Five years after the Great Recession of 2007-08 destroyed the lives of millions of people and cost trillions of dollars to the economy, many of the big banks that caused the collapse are still involved in highly risky and sometimes fraudulent activities that could crash the economy again. Fear is ever present among independent economists because the giant private banks – particularly US banks – bet trillions of dollars that are not properly secured and could cause havoc if defaulted on.
Efforts to bring the banks under control have had mixed success. Last December, after more than three years of wrangling with the big banks, US law makers approved the Volker rule. The intention was to lessen the possibility of another major crash, but critics say it will not make much of a difference. The billions of dollars US banks spent lobbying against the law paid off for them.
“A resurgence of right-wing economics, driven, as always, by ideology and special interests, once again threatens the global economy - or at least the economies of Europe and America,” said economist Joseph Stiglitz, a Nobel Prize winner.
Millions of ordinary citizens who have their savings and investments tied up in big banks are unaware of the extent of the risks. In southern Europe, millions of people have not recovered from the 2008 collapse.
Crisis in the corner office
Multi-national banks – which of course have huge legitimate activities – employ “the best and brightest” minds they can find, and pay them big bucks to work out illegal schemes and find loopholes in government legislation that will make them even more rich.
Here are a few examples of some well documented fraudulent activities of some big banks since the crash:
- Bank of America: The Rolling Stone magazine exposed the “limitless criminal conspiracies” they’re involved in.

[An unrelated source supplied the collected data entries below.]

PR #617, opened 2022-03-02
Mention we need to update github action when we work on a new major release

tsteur:
Not sure when we would update that action but maybe when we start working on that new release.

There's a step `matomo-package build script` @sgiehl can this be removed now?
image

### Description:

Please include a description of this change and which issue it fixes. If no issue exists yet please include context and what problem it solves.

### Review

### DIFF
--- a/docs/release-management.md
+++ b/docs/release-management.md
@@ -83,10 +83,6 @@ See https://github.com/matomo-org/matomo-marketplace/wiki/New-Piwik-version
 
 ### When releasing a first beta
 
-#### matomo-package build script
-
-* [in `scripts/build.sh`](https://github.com/matomo-org/matomo-package/blob/master/scripts/build-package.sh), edit `CURRENT_LATEST_MAJOR_VERSION` and set it to the new major release eg. `4`
-
 #### developer.matomo.org
 
 * Follow steps as described in README.md: https://github.com/matomo-org/developer-documentation/#how-to-add-docs-for-a-new-matomo-version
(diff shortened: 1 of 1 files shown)


sgiehl:
> There's a step matomo-package build script @sgiehl can this be removed now?

@tsteur yes. that one can be fully removed. I have refactored all the code so it is no longer required to set the major version somewhere. The current major version is always detected by looking at https://builds.matomo.org/LATEST

Btw. the release action doesn't need to be adjusted neither. The check for valid branches matches again `[4-9].x-dev`. So as long as we don't want to release Matomo 10.0, no change will be needed there.

tsteur:
👍  removed that section, should be good to merge now or is there anything else we need to change @sgiehl ?

docs/release-management.md
```diff
@@ -63,6 +63,7 @@ Also, as soon as we start working on the next major version, we need to require
 * Travis CI, see what we did for Matomo 3 in https://github.com/matomo-org/matomo/pull/8452#discussion-diff-35731015L93 and https://github.com/matomo-org/travis-scripts/pull/53
 * Create the `PULL_REQUEST_TEMPLATE` similar to https://github.com/matomo-org/matomo/pull/12412/files
 * Once the build for 4.x-dev succeeds, make it the default branch for Matomo and all plugins
+* Update the [submodule github action](https://developer.matomo.org/guides/release-management#when-starting-to-work-on-the-next-major-release) to use the new main branch
```
sgiehl: Actually there are more than the `submodules update` action that need to be adjusted. But guess we can also have a look if it's easy to change the actions so they are using the configured default branch...

tsteur: @sgiehl which other ones would we need to adjust? We could simply document them here quick and then it be easy to adjust them when needed

sgiehl: [submodule action](https://github.com/matomo-org/matomo/blob/4.x-dev/.github/workflows/submodules.yml#L28)
[composer update action](https://github.com/matomo-org/matomo/blob/4.x-dev/.github/workflows/composer-update.yml#L28)
And the CLDR action as soon as it was merged.

PR #678, opened 2022-11-22
Matomo5 doc

mattmary:
https://innocraft.atlassian.net/browse/WBS-573


lance-matomo:
I noticed that the default version displayed after the update is 5.x I'm not sure if this is what is wanted?

mattmary:
@lance-matomo As far I understood, we want to upgrade smoothly for the compatibility plugins: We are not in a beta state yet, but for the beta release we say:

> Now that we have made all our plugins (including premium features) compatible with this version and have released a new version, we can release the first beta for core. This allows most people to upgrade smoothly. Users will run into problems though when they use third party plugins that aren't compatible with this new major version yet. This means features/plugins will be disabled for them, which can cause them issues. So we rather release a first beta bit later in the process in the hope that some plugins are already compatible.

So I understand switching to the next major release helps to upgrade smoother to our customers.
I'm right, @tsteur ?

tsteur:
It maybe depends how far away the first beta of Matomo 5 is. Once the first beta has been released, it should be fine to have Matomo 5 selected by default. Before that it's not ideal but could be acceptable in this case, also since there's likely almost no breaking changes and barely any docs will change. If easily doable, could change the behaviour though and select Matomo 4 by default until another date. If we decide for that then we should make sure to update the process in https://developer.matomo.org/guides/release-management#new-major-releases as it'll add an extra step of making Matomo 5 the default.

@mattmary above highlighted paragraph is more about the core/plugin development and that we need to ensure that all our plugins are compatible with Matomo 5 and released on the marketplace before releasing the first beta. Otherwise, some plugins would be disabled when they are not compatible.

mattmary:
@tsteur just wondering if we did not do this documentation upgrade too early? If you expect to switch to the new release when a beta is published (This is not the case for now), are we too early?
Or for you, it's not too early, and we have to manage this use case when beta is not published yet?
@lance-matomo can you tell me where is the reference on the 5.x release you talked about?

lance-matomo:
Hey @mattmary when I bring up my local version of this:
https://local.developer.matomo.org/
In the top right in the dropdown it shows "Matomo 5.X" as the default

tsteur:
@mattmary It's not too early, it's a good time to start adding this so we can already make changes to the 5.X docs while the teams work on it. As it be only for a short time it could be ok to show Matomo 5 by default, but no preference.

mattmary:
As we have a lot of users who developed plugins, I think this is not too early too.
@lance-matomo do you want me to revert the default version to the 4.x one anyway?

lance-matomo:
yea it might be ok to leave the 5.x as the default, it will indicate to developers that 5.x is coming soon

lance-matomo (approved):

PR #691, opened 2023-01-11
Tracking API: Add note about expected URL format

pixelbrackets:
The tracking API expects URLs without trailing slashes only. Otherwise the request is tracked, but is not displayed correctly in the behaviour > pages section.

Example issue: https://forum.matomo.org/t/shows-index-for-many-pages/45127

### DIFF
--- a/docs/5.x/tracking-api.md
+++ b/docs/5.x/tracking-api.md
@@ -19,7 +19,7 @@ _Note: all parameters values that are strings (such as 'url', 'action\_name', et
 ### Recommended parameters
 
 * `action_name` **(recommended)** &mdash; The title of the action being tracked. It is possible to [use slashes / to set one or several](https://matomo.org/faq/how-to/#faq_62) [categories for this action](https://matomo.org/faq/how-to/#faq_62). For example, **Help / Feedback** will create the Action **Feedback** in the category **Help**.
-* `url` **(recommended)** &mdash; The full URL for the current action.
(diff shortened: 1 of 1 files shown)


sgiehl:
@pixelbrackets Actually I think it is correct the way it is.
If a url like `http://example.com/folder/` is tracked, Matomo will identify that as a call to the index of `folder`, which is litterally true.
Calling `http://example.com/folder` is not the same, as it actually queries for a file named `folder` in the root directory.

Or did I misunderstood something here?

pixelbrackets:
The issue described (and what I can reproduce) is this unexpected API experience:

When you send https://example.com/folder/, https://example.com/folder/subpage/, https://example.com/folder/subpage/yet-another-page/ as `url`, then all three requests are mapped to `/index`. So all three speaking URLs are mapped to a single page.

Only when you send something like https://example.com/folder/index, https://example.com/folder/subpage/index, https://example.com/folder/subpage/yet-another-page/index, they are show as different pages in the behaviour section. Same for https://example.com/folder, https://example.com/folder/subpage, https://example.com/folder/subpage/yet-another-page.

sgiehl:
All urls should be tracked as they were sent. The hierarchical report view for behavior reports might though group them by folders. I'm not able to see any problems there.
Are you maybe able to describe your problem a bit more, maybe with some screenshots? Might make it easier to understand maybe.

pixelbrackets:
The issue seems to have vanished, I can not reproduce it anymore in the latest Matomo version. Closing this PR. ¯\_(ツ)_/¯

PR #710, opened 2023-04-14
For Matomo Tag Manager users, reading the JS Tracker reference, suggest the correct approach

mattab:


AltamashShaikh (approved):
Good to roll back this info

snake14 (approved):
With the idea that we want these developer docs to be strictly customer facing, these changes make sense. The same changes will need to be made to the 4.x documentation as well.

Does everything look alright to you @AltamashShaikh ? I updated the Jira issue created to follow-up on the MTM `_paq` changes to include adding an inline comment in the core JS tracker so that core devs know that tracker configurations need to be added to MTM as well. We also have a wiki page. It was referring to this page, but I copied the content into the wiki page.

AltamashShaikh:
@snake14 Now did you mention it, we should update the doc for `4.x-dev` branch too

snake14:
> @snake14 Now did you mention it, we should update the doc for `4.x-dev` branch too

Thanks @AltamashShaikh . If the changes look good, I can make the same changes to 4.x as well.

AltamashShaikh:
> > @snake14 Now did you mention it, we should update the doc for `4.x-dev` branch too
> 
> Thanks @AltamashShaikh . If the changes look good, I can make the same changes to 4.x as well.

Yes go ahead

- Deutsche bank: Among many things, the German bank is paying $550-million to resolve a tax shelter fraud investigation.
- HSBC Bank: The bank paid a record $1.92-billion penalty in connection with a money-laundering scheme involving Iran and Mexican drug cartels.
- JP Morgan Chase: The bank admitted to being involved in a number of criminal activities, including the fraudulent sale of unregistered securities.

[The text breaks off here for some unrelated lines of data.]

Issue #6346, opened 2019-11-21
Application Connector Custom API Auth handler


jcawley5:
The use cases supported by the application connector rely on know specifications.  In some cases systems perform authentication in an ad-hoc fashion not following any spec.  In effort to support these I would like to propose that we include an option to perform the authentication via a custom microservice.  During the application registration this could be defined as 

## Example Registration Object
```
api: {
	targetUrl: "http://myapiendpoint",
	customAuthHandler: {
		targetUrl: "custom-auth-handler.kyma-integration.svc.cluster.local",
                deploymentYamlUrl: "deployment.yaml for the microservice"
		customAuthHandlerParams: { //custom object to be sent to the customAuthHandler
			anyParamName1: anyParamName1Value,
			anyParamName2: anyParamName2Value
		}
	}
}
```

The service is then expected to return a json which conforms to the app connector registration which would be merged with any pre-existing definition

## Example Microservice Response
```
"requestParameters": {
	"headers": {
		"custom-header": ["foo"]
	},
	"queryParameters": {
		"param": ["bar"]
	}
}
```

PR #8969, opened 2020-07-06
Annotate and enrich outgoing request with SAP Passport headers

Poussinette:
**Description**

DO NOT MERGE THIS PR. This pull request is meant to build the application gateway image that is needed to test a local kyma PoC instance with SAP Passport handling.

- ...
- ...
- ...

**Related issue(s)**

### DIFF
--- a/components/application-gateway/cmd/applicationgateway/options.go
+++ b/components/application-gateway/cmd/applicationgateway/options.go
@@ -6,15 +6,18 @@ import (
 )
 
 type options struct {
-	externalAPIPort int
-	proxyPort       int
-	application     string
-	namespace       string
-	requestTimeout  int
-	skipVerify      bool
-	proxyTimeout    int
-	requestLogging  bool
-	proxyCacheTTL   int
+	externalAPIPort         int
+	proxyPort               int
+	application             string
+	namespace               string
+	requestTimeout          int
+	skipVerify              bool
+	proxyTimeout            int
+	requestLogging          bool
+	proxyCacheTTL           int
+	annotatePassportHeaders bool
+	storageKeyName          string
+	redisURL                string
 
 	namespacedGateway bool
 }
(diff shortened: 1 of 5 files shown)


components/application-gateway/cmd/applicationgateway/options.go
```diff
@@ -29,28 +32,33 @@ func parseArgs() *options {
 	proxyTimeout := flag.Int("proxyTimeout", 10, "Timeout for proxy call.")
 	requestLogging := flag.Bool("requestLogging", false, "Flag for logging incoming requests.")
 	proxyCacheTTL := flag.Int("proxyCacheTTL", 120, "TTL, in seconds, for proxy cache of Remote API information")
+	annotatePassportHeaders := flag.Bool("annotatePassportHeaders", false, "Flag to indicate if we should annotate passport headers to outgoing request")
```
akgalwas, line 35: I'm not convinced that Application Gateway is the right place to add this functionality. Application Gateway is designed to be a generic component that is responsible for authenticating requests. We should strive to keep it simple and not litter the design with specific use cases.

I would consider the following solutions instead:

- Using Service Catalog Bindings and implementing header annotation in Serverless Function. Service Catalog offers Redis binding. You could implement a Server-less Function that will fetch  key value from database and add headers before calling Application Gateway. 

- Extending Application Gateway with generic mechanism for enriching requests.There is already #6346 issue that proposes such a mechanism.  Adding passport headers is a specific case that could be implemented with the mentioned mechanism.

components/application-gateway/internal/proxy/proxy.go
```diff
@@ -57,6 +63,12 @@ func New(
 	csrfTokenStrategyFactory csrf.TokenStrategyFactory,
 	config Config,
 	configRepository proxyconfig.TargetConfigProvider) ProxyHandler {
+	var passportEnricher *passport.RequestEnricher
+	if config.AnnotatePassportHeaders {
```
akgalwas, line 67: I would rather introduce some new abstraction here that will be responsible for enriching requests (similar to Authorization Strategy Factory and CSRF Token Strategy Factory).

kwiatekus:
@Poussinette please check if you still need this PR

PR #8978, opened 2020-07-07
Fix for AKS Kubelet Servicemonitor

hisarbalik:
Kubelet service monitor for prometheus is down on AKS cluster, service monitor monitoring wrong port. Kubelet not working anymore on http port, this fix will switch to the https metric port.


resources/monitoring/templates/kyma-additions/aks-kubelet-monitoring-patch.yaml
```diff
@@ -25,20 +25,30 @@ data:
     metadata:
       labels:
         app: {{ template "prometheus-operator.name" . }}-kubelet
-        {{- include "prometheus-operator.labels" . | indent 8 }}
+    {{- include "prometheus-operator.labels" . | indent 8 }}
```
rakesh-garimella, line 28: i think this should be indented 2 spaces.

hisarbalik: fixed

resources/monitoring/templates/kyma-additions/aks-kubelet-monitoring-patch.yaml
```diff
@@ -32,13 +32,27 @@ data:
       endpoints:
         - bearerTokenFile: /var/run/secrets/kubernetes.io/serviceaccount/token
           honorLabels: true
-          port: http-metrics
-          scheme: http
+          port: https-metrics
```
a-thaler, line 35: After that changes, what is the difference to the original kubelet servicemonitor?

hisarbalik:
> When seeing the changes it look slike that they aligned the aks kubelet to the standard one making the hole custom aks handling obsolete. Am I right? If yes, the goal must be to remove the custom aks stuff

You are right, patch for AKS removed testet on cluster.

a-thaler:
As the fix seem to stabilize the upgrade job as well, I force merged it in order to bypass the upgrade job fail

PR #9013, opened 2020-07-10
A way to have additional addons repositories configured

a-thaler:
**Description**
I introduced a new value to define additional CLusterAddonsConfiguration. That can be handy if you want to get an installation with a default set of repos populated. As a customer you don't want to maintain the single default repo, instead you want to additional, that's why introduced the new value instead of extending the default one.
I wanted to use a list initially but that will be much more complicated to configure by overrides, so I sticked to the map approach (not that flexible for the future but much more handy to use).

- fixed naming for default repository as it had a spelling mistake anyway
- introduced new value to have additional repos
- ...

**Related issue(s)**


docs/helm-broker/05-01-helm-broker.md
```diff
@@ -22,6 +22,6 @@ This table lists the configurable parameters, their descriptions, and default va
...
 | **global.isDevelopMode** | Defines whether to accept URL prefixes from the **global.urlRepoPrefixes.additionalDevelopMode** list. If set to `true`, the Helm Broker accepts the prefixes from the list. | `false` |
-  **global.urlRepoPrefixes.default** | Defines a list of accepted prefixes for repository URLs. | `'https://', 'git::', 'github.com/', 'bitbucket.org/'` |
-  **global.urlRepoPrefixes.additionalDevelopMode** | Defines a list of accepted prefixes for repository URLs when develop mode is enabled. | `'http://'` |
-
+| **global.urlRepoPrefixes.default** | Defines a list of accepted prefixes for repository URLs. | `'https://', 'git::', 'github.com/', 'bitbucket.org/'` |
+| **global.urlRepoPrefixes.additionalDevelopMode** | Defines a list of accepted prefixes for repository URLs when develop mode is enabled. | `'http://'` |
+| **additionalAddonsRepositories.myRepo** | A map of additional ClusterAddonsConfiguration repositories to create by default. The key gets used as name while the value gets used as URL for the repository. | `github.com/myOrg/myRepo//addons/index.yaml` |
```
klaudiagrz, line 27:
```suggestion
| **additionalAddonsRepositories.myRepo** | Provides a map of additional ClusterAddonsConfiguration repositories to create by default. The key is used as a name and the value is used as a URL for the repository. | `github.com/myOrg/myRepo//addons/index.yaml` |
```

resources/helm-broker/values.yaml
```diff
@@ -36,7 +36,13 @@ broker:
   statusPort: 8071
   metricsPort: 8072
 
-defautlAddonsURL: "https://github.com/kyma-project/addons/releases/download/0.12.0/index.yaml"
+defaultAddonsRepository: "https://github.com/kyma-project/addons/releases/download/0.12.0/index.yaml"
+
+# Map of additional addons repositories to configure. The key gets used as the name of the created ClusterAddonsConfiguration
```
klaudiagrz, line 41:
```suggestion
# A map of additional addons repositories to configure. The key is used as the name of the created ClusterAddonsConfiguration.
```

PR #9035, opened 2020-07-14
Bump memory in Helm broker

polskikiel:
**Description**

- Bumped memory in Helm broker

**Related issue(s)**


polskikiel:
discussed that, we will try to fix the root issue and then we can revert those settings

PR #9040, opened 2020-07-15
disable tracing in event source adapter

k15r:
**Description**

- tracing was always enabled and led to enormous amounts of logs lines if no zipkin endpoint is reachable. 
- tracing is enabled by default and can be disabled using overrides

**Related issue(s)**


components/event-sources/adapter/http/adapter.go
```diff
@@ -24,7 +24,8 @@ type envConfig struct {
 	EventSource string `envconfig:"EVENT_SOURCE" required:"true"`
 
 	// PORT as required by knative serving runtime contract
-	Port int `envconfig:"PORT" required:"true" default:"8080"`
+	Port           int  `envconfig:"PORT" required:"true" default:"8080"`
+	TracingEnabled bool `envconfig:"TRACING_ENABLED" default:"false"`
```
nachtmaar, line 28: Proposal: let's keep tracing enabled by default and provide an installation-override to disable it if needed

- Barclays Bank: They were hit with fines of $448-million for its “serious, widespread” role in trying to manipulate the price of crucial interest rates that affect the cost of borrowing for millions of customers around the world.
- Credit Suisse: It was one of a dozen banks found guilty of fraudulently manipulating Libor interest rates to grab illegal profits.
Amazingly, despite all the criminality, not one executive of any giant international investment bank has gone to jail, or even been prosecuted.
Bankers use exotic instruments to get rich
The investment banks and traders use an array of dizzying financial instruments to make massive, often illegal profits. Included are derivatives, hedge funds, credit default swaps, reverse convertible bonds, and other exotic creations that promise either huge gains or disastrous losses.
Even before the big banks start their gambling, they have little room for any losses. As crazy as it may sound, some banks routinely have liabilities of perhaps 95 percent of its hard cash assets. This means that a medium size loss could put the bank in a near-bankrupt situation.
Even so, they are not afraid to gamble bigtime.
Derivatives, one of the main trading instruments, are a complex, extremely high risk transaction. As one example, two former JPMorgan Chase employees are facing criminal charges related to a derivatives trading scandal that cost the bank $6.2-billion. The bank ignored growing risks and hid losses from investors and federal regulators.
No one knows the exact value of derivatives that exist globally, but it’s at least an unimaginable $1,200-trillion, which is more than 20 times the size of the entire world economy. And the amount is still increasing.
“We can say this with virtual certainty,” wrote Steve Denning in Forbes magazine, “if we continue as now and ignore them [derivatives] again, the great white shark of a global financial meltdown will gobble up the meagre economic recovery and make 2008 look like a hiccup.”
Mega-banks fighting against being regulated
The mega-banks, headed by unscrupulous executives and with the support of thousands of lobbyists and hundreds of high-paid lawyers, are now defying efforts by authorities to stop them from engaging in their risky and often illegal financial dealings.
In Europe, the bankers won a significant victory in January 2013 when officials backed down and agreed to broaden the definition of the assets the banks can use to back up their loans. The governments also agreed to delay the start of the regulations to 2019.
Giant banks must be brought under control
Governments – particularly in the United States and the European Union – must start showing the intestinal fortitude to stand up against the banks. The way things stand now, the banks irresponsible behaviour could lead to another even worse crash.
First, for now, governments must urgently step in and get control of dangerous gambling instruments, such as derivatives. Banks involved with derivatives should put up billions of dollars to protect against unforeseen losses.
Second, we must overcome the strong influence that banks have over governments and the general public. In southern Europe, banks have been so powerful that they have literally pushed aside the democratic process. Elected politicians have given way to appointed financial experts, and their interests are to ignore the social needs of the people while they make sure the banks get back all the money they had lent to governments.
Our world will not be safe until we start really controlling the power of the giant banks.